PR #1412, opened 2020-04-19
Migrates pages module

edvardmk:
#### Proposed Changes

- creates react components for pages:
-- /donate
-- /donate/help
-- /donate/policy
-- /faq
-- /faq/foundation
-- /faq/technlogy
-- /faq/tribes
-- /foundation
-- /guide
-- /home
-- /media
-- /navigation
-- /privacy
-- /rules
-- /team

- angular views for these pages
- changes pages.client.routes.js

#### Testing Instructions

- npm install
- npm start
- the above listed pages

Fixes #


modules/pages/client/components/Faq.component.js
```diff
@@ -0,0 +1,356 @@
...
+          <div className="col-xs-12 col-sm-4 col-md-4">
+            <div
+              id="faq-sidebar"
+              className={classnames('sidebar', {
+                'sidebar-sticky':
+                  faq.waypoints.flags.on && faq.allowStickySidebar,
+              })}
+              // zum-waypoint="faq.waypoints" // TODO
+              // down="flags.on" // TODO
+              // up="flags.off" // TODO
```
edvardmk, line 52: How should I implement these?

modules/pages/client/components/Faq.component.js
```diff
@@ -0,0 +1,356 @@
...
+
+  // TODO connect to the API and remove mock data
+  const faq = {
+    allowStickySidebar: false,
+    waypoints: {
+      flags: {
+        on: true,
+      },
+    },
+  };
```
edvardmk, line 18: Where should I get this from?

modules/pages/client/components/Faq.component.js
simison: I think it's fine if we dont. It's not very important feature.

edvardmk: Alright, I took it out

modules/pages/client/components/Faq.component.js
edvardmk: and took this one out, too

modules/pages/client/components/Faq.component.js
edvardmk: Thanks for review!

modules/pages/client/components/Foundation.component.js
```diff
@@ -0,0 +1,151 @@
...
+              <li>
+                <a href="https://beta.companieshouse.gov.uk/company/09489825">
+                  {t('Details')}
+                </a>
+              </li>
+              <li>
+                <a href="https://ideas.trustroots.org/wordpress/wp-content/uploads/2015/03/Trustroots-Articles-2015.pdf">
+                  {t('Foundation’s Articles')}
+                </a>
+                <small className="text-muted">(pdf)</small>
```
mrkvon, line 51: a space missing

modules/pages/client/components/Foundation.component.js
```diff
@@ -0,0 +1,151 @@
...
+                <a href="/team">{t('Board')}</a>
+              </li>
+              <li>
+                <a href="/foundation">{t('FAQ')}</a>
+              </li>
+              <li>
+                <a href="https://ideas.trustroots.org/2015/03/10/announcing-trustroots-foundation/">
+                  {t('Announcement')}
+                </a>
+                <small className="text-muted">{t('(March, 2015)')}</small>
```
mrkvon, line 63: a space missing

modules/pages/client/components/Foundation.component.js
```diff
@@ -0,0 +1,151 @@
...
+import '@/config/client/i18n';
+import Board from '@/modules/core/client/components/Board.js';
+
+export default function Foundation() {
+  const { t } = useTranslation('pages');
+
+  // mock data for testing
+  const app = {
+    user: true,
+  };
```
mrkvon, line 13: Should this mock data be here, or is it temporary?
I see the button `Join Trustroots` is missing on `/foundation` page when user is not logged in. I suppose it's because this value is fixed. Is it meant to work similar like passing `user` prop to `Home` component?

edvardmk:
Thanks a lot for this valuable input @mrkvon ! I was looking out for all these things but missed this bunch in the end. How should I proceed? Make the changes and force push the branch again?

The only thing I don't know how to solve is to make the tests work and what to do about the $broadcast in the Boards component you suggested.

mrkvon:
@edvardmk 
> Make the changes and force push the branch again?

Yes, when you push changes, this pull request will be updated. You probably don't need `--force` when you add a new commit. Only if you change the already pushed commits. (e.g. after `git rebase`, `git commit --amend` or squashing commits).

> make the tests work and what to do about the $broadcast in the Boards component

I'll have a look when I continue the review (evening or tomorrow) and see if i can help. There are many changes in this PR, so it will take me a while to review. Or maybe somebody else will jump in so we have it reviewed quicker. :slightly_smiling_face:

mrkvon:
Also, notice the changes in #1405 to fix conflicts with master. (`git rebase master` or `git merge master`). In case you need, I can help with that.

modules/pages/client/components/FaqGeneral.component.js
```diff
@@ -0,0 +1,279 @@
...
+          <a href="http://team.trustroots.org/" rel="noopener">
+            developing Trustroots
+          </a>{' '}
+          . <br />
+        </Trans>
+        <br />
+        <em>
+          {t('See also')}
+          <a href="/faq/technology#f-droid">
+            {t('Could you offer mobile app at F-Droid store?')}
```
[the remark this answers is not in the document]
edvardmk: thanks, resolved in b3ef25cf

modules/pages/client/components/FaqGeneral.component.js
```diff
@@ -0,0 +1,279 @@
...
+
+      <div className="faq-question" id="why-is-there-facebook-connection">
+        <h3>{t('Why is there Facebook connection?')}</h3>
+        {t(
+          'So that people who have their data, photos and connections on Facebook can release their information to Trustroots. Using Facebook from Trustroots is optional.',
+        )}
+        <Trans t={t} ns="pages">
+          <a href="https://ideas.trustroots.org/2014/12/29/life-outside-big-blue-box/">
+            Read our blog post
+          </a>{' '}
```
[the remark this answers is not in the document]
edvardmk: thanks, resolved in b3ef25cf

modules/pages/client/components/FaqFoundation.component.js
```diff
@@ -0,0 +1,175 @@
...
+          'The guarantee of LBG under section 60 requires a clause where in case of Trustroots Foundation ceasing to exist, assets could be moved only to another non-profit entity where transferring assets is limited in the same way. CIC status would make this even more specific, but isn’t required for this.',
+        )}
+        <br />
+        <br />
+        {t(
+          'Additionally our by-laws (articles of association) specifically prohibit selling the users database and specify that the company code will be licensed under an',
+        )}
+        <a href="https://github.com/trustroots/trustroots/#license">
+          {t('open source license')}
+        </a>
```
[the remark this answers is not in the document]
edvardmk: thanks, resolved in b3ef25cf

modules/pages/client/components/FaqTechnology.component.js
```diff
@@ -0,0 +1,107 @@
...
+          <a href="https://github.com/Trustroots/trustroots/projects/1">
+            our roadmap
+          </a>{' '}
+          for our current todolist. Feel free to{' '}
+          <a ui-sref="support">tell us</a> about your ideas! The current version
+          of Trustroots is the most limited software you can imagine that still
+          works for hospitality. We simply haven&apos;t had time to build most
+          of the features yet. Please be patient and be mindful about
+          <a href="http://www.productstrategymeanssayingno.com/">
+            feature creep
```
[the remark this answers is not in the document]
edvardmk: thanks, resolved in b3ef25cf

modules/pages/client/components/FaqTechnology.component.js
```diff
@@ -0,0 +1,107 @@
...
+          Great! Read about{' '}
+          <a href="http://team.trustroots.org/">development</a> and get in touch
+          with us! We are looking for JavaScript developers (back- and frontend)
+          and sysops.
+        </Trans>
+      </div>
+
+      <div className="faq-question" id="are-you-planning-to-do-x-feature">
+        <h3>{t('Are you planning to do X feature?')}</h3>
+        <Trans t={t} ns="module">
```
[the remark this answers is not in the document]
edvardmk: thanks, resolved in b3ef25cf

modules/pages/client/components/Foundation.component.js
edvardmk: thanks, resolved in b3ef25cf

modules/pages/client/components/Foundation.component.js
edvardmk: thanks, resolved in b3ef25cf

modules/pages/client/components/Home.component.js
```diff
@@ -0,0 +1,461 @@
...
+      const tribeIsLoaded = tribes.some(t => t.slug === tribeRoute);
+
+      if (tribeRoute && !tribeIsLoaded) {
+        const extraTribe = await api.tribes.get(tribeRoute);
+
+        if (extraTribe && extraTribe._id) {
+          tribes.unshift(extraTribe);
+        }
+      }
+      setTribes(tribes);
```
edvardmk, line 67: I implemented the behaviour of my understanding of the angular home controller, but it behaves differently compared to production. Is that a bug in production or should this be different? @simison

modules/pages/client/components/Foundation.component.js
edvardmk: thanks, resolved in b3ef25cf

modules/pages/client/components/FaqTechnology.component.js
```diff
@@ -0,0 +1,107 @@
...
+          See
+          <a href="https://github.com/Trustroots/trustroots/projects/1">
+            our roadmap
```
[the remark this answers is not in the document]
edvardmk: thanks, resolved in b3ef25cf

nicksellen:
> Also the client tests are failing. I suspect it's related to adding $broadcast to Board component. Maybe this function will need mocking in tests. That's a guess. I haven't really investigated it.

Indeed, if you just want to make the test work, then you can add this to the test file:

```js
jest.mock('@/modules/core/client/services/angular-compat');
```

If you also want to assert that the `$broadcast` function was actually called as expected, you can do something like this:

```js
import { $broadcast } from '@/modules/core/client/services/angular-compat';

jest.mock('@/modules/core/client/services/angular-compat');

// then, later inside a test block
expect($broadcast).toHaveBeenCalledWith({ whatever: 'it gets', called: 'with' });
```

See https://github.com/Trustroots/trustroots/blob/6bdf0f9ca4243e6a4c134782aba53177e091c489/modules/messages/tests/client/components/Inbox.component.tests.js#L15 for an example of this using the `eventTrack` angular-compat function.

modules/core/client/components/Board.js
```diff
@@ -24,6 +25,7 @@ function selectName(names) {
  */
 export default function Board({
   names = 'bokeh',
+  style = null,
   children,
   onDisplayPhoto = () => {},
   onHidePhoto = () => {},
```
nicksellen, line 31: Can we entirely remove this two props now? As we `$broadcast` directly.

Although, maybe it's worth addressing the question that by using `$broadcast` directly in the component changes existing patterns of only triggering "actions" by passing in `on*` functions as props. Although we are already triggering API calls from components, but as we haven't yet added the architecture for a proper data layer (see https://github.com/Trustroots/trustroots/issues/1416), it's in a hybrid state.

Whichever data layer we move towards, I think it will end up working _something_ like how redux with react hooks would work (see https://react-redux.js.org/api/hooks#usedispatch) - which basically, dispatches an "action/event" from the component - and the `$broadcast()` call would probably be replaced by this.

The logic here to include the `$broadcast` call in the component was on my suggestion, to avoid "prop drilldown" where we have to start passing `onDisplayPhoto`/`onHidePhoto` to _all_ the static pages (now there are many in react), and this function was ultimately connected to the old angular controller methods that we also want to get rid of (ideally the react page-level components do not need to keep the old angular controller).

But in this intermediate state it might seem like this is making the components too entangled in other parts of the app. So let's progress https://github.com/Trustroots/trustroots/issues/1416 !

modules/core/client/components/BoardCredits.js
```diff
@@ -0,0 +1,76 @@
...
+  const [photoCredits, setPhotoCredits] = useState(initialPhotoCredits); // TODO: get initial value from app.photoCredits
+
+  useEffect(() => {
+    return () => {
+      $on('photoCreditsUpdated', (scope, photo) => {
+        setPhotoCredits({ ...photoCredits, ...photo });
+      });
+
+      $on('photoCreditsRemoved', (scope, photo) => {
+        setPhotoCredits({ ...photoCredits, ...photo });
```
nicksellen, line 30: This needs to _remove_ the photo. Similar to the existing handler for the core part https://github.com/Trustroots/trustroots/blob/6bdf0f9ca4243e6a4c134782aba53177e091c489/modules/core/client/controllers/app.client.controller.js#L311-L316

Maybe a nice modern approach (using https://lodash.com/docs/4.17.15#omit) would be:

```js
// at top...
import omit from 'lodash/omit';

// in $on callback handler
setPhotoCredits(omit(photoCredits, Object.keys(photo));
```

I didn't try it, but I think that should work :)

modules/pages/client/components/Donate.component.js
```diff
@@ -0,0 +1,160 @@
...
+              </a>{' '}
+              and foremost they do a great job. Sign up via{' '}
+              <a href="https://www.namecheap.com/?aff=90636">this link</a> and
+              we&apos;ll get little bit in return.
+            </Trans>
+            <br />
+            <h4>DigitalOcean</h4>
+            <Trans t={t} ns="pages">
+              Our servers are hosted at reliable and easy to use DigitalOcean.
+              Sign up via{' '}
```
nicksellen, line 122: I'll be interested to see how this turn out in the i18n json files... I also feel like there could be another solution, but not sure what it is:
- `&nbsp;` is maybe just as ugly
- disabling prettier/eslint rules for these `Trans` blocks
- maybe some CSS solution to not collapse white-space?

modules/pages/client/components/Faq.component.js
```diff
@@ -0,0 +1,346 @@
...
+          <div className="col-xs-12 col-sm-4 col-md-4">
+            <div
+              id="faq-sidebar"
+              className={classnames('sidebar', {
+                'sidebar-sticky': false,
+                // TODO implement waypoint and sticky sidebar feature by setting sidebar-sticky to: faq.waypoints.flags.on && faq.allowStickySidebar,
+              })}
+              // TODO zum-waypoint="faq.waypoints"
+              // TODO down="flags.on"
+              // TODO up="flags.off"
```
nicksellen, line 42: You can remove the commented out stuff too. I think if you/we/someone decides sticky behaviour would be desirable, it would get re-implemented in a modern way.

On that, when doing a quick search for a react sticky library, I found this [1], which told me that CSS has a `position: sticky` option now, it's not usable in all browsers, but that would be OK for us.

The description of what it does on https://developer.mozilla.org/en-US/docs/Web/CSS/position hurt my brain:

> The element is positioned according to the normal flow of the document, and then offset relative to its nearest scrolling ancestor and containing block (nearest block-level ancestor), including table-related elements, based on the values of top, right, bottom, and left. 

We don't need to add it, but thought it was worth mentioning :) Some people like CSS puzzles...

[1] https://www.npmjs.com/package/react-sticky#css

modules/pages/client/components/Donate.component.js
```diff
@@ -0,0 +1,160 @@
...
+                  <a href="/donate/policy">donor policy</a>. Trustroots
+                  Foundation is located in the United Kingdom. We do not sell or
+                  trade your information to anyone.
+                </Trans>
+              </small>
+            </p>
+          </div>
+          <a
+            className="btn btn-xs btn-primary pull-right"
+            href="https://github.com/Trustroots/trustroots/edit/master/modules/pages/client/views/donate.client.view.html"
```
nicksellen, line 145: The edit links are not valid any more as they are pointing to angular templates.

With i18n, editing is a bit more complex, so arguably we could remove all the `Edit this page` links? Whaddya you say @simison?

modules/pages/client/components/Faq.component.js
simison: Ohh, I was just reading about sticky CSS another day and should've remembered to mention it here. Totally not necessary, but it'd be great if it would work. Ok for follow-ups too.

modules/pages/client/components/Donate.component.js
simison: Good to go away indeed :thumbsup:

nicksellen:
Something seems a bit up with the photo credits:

**EXERCISE REQUIREMENTS**
Write only the number of lines in the listing that include "policy".

**TASK OUTPUT**
2